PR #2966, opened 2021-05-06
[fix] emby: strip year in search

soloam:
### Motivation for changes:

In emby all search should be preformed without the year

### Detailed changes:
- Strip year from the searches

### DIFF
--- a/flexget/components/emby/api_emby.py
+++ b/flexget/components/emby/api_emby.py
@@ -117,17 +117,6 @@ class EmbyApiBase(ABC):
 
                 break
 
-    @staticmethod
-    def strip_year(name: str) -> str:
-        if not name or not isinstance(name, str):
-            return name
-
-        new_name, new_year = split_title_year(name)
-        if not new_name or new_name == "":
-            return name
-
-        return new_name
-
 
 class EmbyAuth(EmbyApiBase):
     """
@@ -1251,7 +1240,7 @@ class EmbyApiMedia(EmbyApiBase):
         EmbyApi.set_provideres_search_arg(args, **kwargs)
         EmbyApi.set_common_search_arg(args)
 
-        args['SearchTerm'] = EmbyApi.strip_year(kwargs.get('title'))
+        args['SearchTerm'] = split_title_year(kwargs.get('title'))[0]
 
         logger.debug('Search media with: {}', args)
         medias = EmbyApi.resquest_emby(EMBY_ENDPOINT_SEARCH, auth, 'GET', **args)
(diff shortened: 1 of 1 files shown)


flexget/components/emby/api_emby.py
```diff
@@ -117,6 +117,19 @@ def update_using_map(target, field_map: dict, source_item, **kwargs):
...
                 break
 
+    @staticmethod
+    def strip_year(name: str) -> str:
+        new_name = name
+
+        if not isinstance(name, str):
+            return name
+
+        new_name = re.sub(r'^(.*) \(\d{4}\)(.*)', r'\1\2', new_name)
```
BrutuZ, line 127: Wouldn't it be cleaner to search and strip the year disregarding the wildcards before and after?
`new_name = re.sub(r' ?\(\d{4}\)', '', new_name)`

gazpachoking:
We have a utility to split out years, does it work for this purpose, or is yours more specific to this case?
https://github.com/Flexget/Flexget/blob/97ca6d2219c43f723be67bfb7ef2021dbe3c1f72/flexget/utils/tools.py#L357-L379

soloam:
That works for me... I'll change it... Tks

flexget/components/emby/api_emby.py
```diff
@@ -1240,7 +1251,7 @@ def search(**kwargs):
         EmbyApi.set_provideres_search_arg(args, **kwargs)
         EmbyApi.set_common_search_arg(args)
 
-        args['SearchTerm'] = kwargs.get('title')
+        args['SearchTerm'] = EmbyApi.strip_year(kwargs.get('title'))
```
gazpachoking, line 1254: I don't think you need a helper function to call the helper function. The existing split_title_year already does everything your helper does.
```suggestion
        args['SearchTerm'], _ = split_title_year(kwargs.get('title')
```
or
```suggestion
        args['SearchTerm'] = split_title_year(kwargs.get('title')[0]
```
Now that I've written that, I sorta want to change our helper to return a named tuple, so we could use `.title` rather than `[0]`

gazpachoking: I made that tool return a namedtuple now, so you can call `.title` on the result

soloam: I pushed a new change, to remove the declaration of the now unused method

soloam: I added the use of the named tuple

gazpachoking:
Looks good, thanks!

☆ ☆ ☆

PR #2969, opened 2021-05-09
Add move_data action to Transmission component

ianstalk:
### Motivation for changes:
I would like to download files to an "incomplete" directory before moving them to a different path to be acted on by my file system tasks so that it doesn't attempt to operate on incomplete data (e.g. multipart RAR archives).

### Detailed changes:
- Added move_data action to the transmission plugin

☆ ☆ ☆

**WHAT TO WORK ON:** Out of the listing above, reproduce exactly the lines from the one with "That works for me... I'll change it... Tks" up to and including the one with "Looks good, thanks!".

**REPLY:**
That works for me... I'll change it... Tks

flexget/components/emby/api_emby.py
```diff
@@ -1240,7 +1251,7 @@ def search(**kwargs):
         EmbyApi.set_provideres_search_arg(args, **kwargs)
         EmbyApi.set_common_search_arg(args)
 
-        args['SearchTerm'] = kwargs.get('title')
+        args['SearchTerm'] = EmbyApi.strip_year(kwargs.get('title'))
```
gazpachoking, line 1254: I don't think you need a helper function to call the helper function. The existing split_title_year already does everything your helper does.
```suggestion
        args['SearchTerm'], _ = split_title_year(kwargs.get('title')
```
or
```suggestion
        args['SearchTerm'] = split_title_year(kwargs.get('title')[0]
```
Now that I've written that, I sorta want to change our helper to return a named tuple, so we could use `.title` rather than `[0]`

gazpachoking: I made that tool return a namedtuple now, so you can call `.title` on the result

soloam: I pushed a new change, to remove the declaration of the now unused method

soloam: I added the use of the named tuple

gazpachoking:
Looks good, thanks!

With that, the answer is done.